[Haskell-cafe] Eta Reduction

malcolm.wallace malcolm.wallace at me.com
Wed Apr 2 13:55:45 UTC 2014


In early Haskell (up until 1.2 I think), your "Seq" class existed, and was called "Eval".
Regards,
    Malcolm

On 02 Apr, 2014,at 01:52 PM, Edward Kmett <ekmett at gmail.com> wrote:

Consider something like 

data Foo a = Foo !Int !a

The data constructor Foo needs to be strict in its arguments, so it'd need Seq Int and Seq a. Seq Int would be resolved by the environment, but Seq a would need to come from somewhere.

data Seq a => Foo a = Foo !Int !a

gives you

Foo :: Seq a => Int -> a -> Foo a

so it is available when evaluating the constructor.

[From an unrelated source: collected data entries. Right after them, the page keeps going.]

PR #8928, opened 2020-12-30
BREAKING(unstable): remove CreateHttpClientOptions.caFile

### LINKED ISSUE #8837: Remove caFile from Deno.createHttpClient options
`Deno.createHttpClient` now can be configured to use a CA using the `caData` field. They `caFile` field is this not needed anymore.

mrmodise:
Closes #8837


mrmodise:
@lucacasonato @bartlomieju would this change affect passing the cert as a file on the terminal. I notice the tests that are failing all have a similar pattern: ```--cert tls/RootCA.pem```

For example,

```rust
itest!(cafile_info {
  args:
    "info --quiet --cert tls/RootCA.pem https://localhost:5545/cli/tests/cafile_info.ts",
  output: "cafile_info.ts.out",
  http_server: true,
});
```

Any feedback is welcome. Thanks

bartlomieju:
@mrmodise no, `--cert` flag should still work as before

mrmodise:
Thanks @bartlomieju I thought they were linked cause when i checked the `program_state.rs` I see that it accepts the create_http_client() as shown below meaning I would have to write another function to read the cert into a string

```rust
let file_fetcher = FileFetcher::new(
      http_cache,
      cache_usage,
      !flags.no_remote,
      ca_file.as_deref(),
    )?;
```

since removed dealing with a file as shown below:

```rust
if let Some(ca_file) = ca_file {
    let mut buf = Vec::new();
    let cert = reqwest::Certificate::from_pem(&buf)?;
  }
```

bartlomieju:
@mrmodise then I think it's safe to move that bit of code into `FileFetcher` to handle that situation

mrmodise:
@bartlomieju I think its ready for review. I also wanted to say thanks once again for always getting back to my questions. Its really encouraging and inspiring for me as  a new joiner, and, am sure I speak for all new joiners who come to this repository to  add value to Deno in their own ways

cli/program_state.rs
```diff
@@ -58,7 +59,13 @@ impl ProgramState {
     let dir = deno_dir::DenoDir::new(custom_root)?;
     let deps_cache_location = dir.root.join("deps");
     let http_cache = http_cache::HttpCache::new(&deps_cache_location);
-    let ca_file = flags.ca_file.clone().or_else(|| env::var("DENO_CERT").ok());
+    let ca_file_path =
+      flags.ca_file.clone().or_else(|| env::var("DENO_CERT").ok());
+
+    let ca_data: Option<String> = match ca_file_path.as_ref() {
+      None => None,
+      Some(ca_file_path) => Some(read_to_string(ca_file_path).unwrap()),
```
bartlomieju, line 67: This bit will panic if file doesn't exist, use `?` instead of `unwrap()`

bartlomieju (changes requested):
@mrmodise thanks, looks good, just one thing to fix

cli/program_state.rs
mrmodise: Cool thought of it but I was not that sure. I never worked with Rust before this PR but am definitely hooked

bartlomieju (approved):
LGTM

PR #8937, opened 2020-12-30
docs: Update instructions on how to setup development environment with Vim/Neovim

uki00a:
The setup instructions for Vim/Neovim worked with Deno v1.6.0, but not with v1.6.2. :cry: This PR fixes the documentation so that it also works with Deno v1.6.2.


bartlomieju (approved):
Thanks @uki00a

We're not storing the instance as a slot in the constructor, so this isn't.

data Foo a where
   Foo :: Seq a => Int -> a -> Foo a

or equivalently

data Foo a = Seq a => Foo !Int !a

This is where the data type contexts came from. They were originally motivated by the needs of the no-longer existent Seq class, and then subverted to make Complex less useful than it otherwise could be. ;)

-Edward



On Wed, Apr 2, 2014 at 3:08 AM, Tom Ellis <tom-lists-haskell-cafe-2013 at jaguarpaw.co.uk> wrote:
On Tue, Apr 01, 2014 at 05:32:45PM -0400, Edward Kmett wrote:
> Unfortunately the old class based solution also carries other baggage,
> like the old data type contexts being needed in the language for bang
> patterns.  :(

Can you explain why that is so?  I don't understand.